My friend and I decided that we wanted to see the glory of God more often. So we did what any red-blooded Christian does: we prayed.
We saw nothing. We experienced nothing. We didn’t know what was wrong.
Like I said earlier, I’ve been reading through the Psalms. Today, I stumbled across Psalm 19.
The heavens declare the glory of God; the skies proclaim the work of his hands. Day after day they pour forth speech; night after night they reveal knowledge.They have no speech, they use no words; no sound is heard from them.Psalm 19:1-3
The reality is that God reveals His glory. Each day echoes His sovereignty.

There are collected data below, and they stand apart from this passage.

PR #837, opened 2019-06-03
Add admin/ambassador_task_assignments controller

### LINKED ISSUE #802: Admin display ambassador tasks
Add a new `/admin` controller that displays ambassador tasks that have been completed.

This should be sortable by organization, task, user and completion date - a good example of how this has been done in the past is the [bike_codes_controller](https://github.com/bikeindex/bike_index/blob/master/app/controllers/admin/bike_codes_controller.rb).

jmromer:
Adds an admin page for completed ambassador task assignments, sortable by column.

demo

Resolves #802


spec/controllers/admin/ambassador_task_assignments_controller_spec.rb
```diff
@@ -0,0 +1,159 @@
+require "spec_helper"
+
+RSpec.describe Admin::AmbassadorTaskAssignmentsController, type: :request do
```
sethherr: If this is a request spec (which it appears to be?) I think it should be in the request specs folder

app/controllers/admin/ambassador_task_assignments_controller.rb
```diff
@@ -0,0 +1,44 @@
...
+    sort_criterion = params.fetch(:sort, "").to_sym
+    direction = params.fetch(:direction, "").to_sym
+
+    case sort_criterion
+    when :completed_at
+      assignments.reorder(completed_at: direction)
+    when :organization_name
+      assignments
+        .to_a
+        .sort_by!(&:organization_name)
```
sethherr: Why can’t you use a join here, and keep this an active record collection, rather than an array?

spec/controllers/admin/ambassador_task_assignments_controller_spec.rb
jmromer: How would you feel about consolidating both controller and request specs in `spec/controllers` (setting `type: :request` as needed) and refactoring the former to the latter incrementally? It'd be helpful to have both sets of tests in one place.

app/controllers/admin/ambassador_task_assignments_controller.rb
jmromer: It's not the case that we can't. It would be a complex join because of the way the data is associated (through an associated ambassador and ambassador memberships), but it's feasible. I'll update.

spec/controllers/admin/ambassador_task_assignments_controller_spec.rb
sethherr: Let's move the controller specs to "requests", rather than the other way around, since that is what I want to move toward.

This should be in a separate PR.

sethherr: Added an issue for this # #845

app/controllers/admin/ambassador_task_assignments_controller.rb
sethherr: Honestly, with regard to the join on organization name - I don't think it's crucial that it sorts alphabetically. It could be sorted by organization_id. And frankly, you could probably even skip sorting by organization altogether.

The reason I believe having it always be active record associations would be nice is that it's more performant and it will enable us to add additional scopes on. Which we will need to do. For example: searching just for a specific task, just for one user, just for one organization.

app/controllers/admin/ambassador_task_assignments_controller.rb
```diff
@@ -0,0 +1,44 @@
...
+  end
+
+  def sorted_assignments
+    assignments =
+      AmbassadorTaskAssignment
+        .includes(:ambassador, :ambassador_task)
+        .completed
+
+    sort_criterion = params.fetch(:sort, "").to_sym
+    direction = params.fetch(:direction, "").to_sym
```
sethherr: There are already helper methods (in `SortableTable`) for these things, `sort_column` and `sort_direction`

sethherr: Which do two important things:

1. Make sure we only execute the whitelisted list of sequel sorts
2. provide a default

app/controllers/admin/ambassador_task_assignments_controller.rb
jmromer: > It could be sorted by organization_id.
Not if we want the user to be able to sort by the organization's name, which how we're representing orgs in the UI. I'm not sure if there's a better way to represent organizations in the UI, and I don't think it would be intuitive to sort values in the column in a way that's not transparent to the user, but I'm open to suggestions.

The complexity here is added from the fact that a user can have multiple ambassador group memberships, so the following is insufficient:
```
assignments.reorder("organizations.name #{direction}")
```

Making progress though.

> You could probably even skip sorting by organization altogether.
So do we want to drop this feature altogether? I'm taking my cues from #802

> The reason I believe having it always be active record associations would be nice is that it's more performant and it will enable us to add additional scopes on. 

I agree, modulo time-to-deployment :)

sethherr: Write a comment that it would add extra time and doesn't deliver sufficient value 😉 and then ignore it.

spec/factories/memberships.rb
```diff
@@ -8,7 +8,7 @@
 
     factory :membership_ambassador do
       before(:create) do
-        Membership.skip_callback(:create, :before, :assign_ambassador_tasks!)
+        Membership.skip_callback(:create, :after, :assign_ambassador_tasks!)
```
sethherr: Good catch!

spec/requests/admin/ambassador_task_assignments_controller_spec.rb
```diff
@@ -0,0 +1,222 @@
+require "spec_helper"
+
+RSpec.describe Admin::AmbassadorTaskAssignmentsController, type: :request do
```
sethherr: One trend I've seen recently, with request specs, is making multiple requests in a single spec.

I've previously been somewhat skeptical, because it seems like it muddies up the test isolation - but having read a bunch more request specs, I'm not convinced it's actually terrible.

This isn't something you need to do here, just something I've been thinking about

app/controllers/admin/ambassador_task_assignments_controller.rb
```diff
@@ -0,0 +1,37 @@
...
+  end
+
+  private
+
+  def sortable_columns
+    %w[completed_at organization_name task_title ambassador_name]
+  end
+
+  def filter_params
+    {}.tap do |h|
```
sethherr: Why use `tap` and not `slice`?

sethherr: Or not just doing the filtering in the query interface in the model?

jmromer: Updated to use `slice`, that's a little more succinct. The query method doesn't need to know that the controller expects filter param keys to be prepended with `search_`

> Connascence of Meaning (CoM) or Connascence of Convention (CoC)
> Connascence of meaning is when multiple components must agree on the meaning of particular values. Returning integers 0 and 1 to represent false and true, respectively, is an example of this form of connascence.
https://en.wikipedia.org/wiki/Connascence#Connascence_of_Meaning_(CoM)_or_Connascence_of_Convention_(CoC)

So we made a new plan. We bought jars and nice paper and decided that each day, we would write a different way we had seen God’s glory that day. Noticing the little things should lead us to bigger things.
My first revelation of God’s glory was deeply personal.
A few years ago, I made a bold statement to a guy I really cared about. He didn’t respond. I made the assumption that he was just mulling things over. I found out later he never cared.
Nine months after I initiated the conversation, we finally spoke. He was cold and cruel but I got the answers I wanted.
Up until today, I had looked back at that time as wasted space. It never made any sense why God had allowed that to happen.
I broke down in tears this morning in church, overwhelmed with gratitude that God had made me wait. It taught me patience. It taught me how to respect a man’s space. It taught me what it means to be a woman who operates under grace.
That displays God’s glory pretty vividly.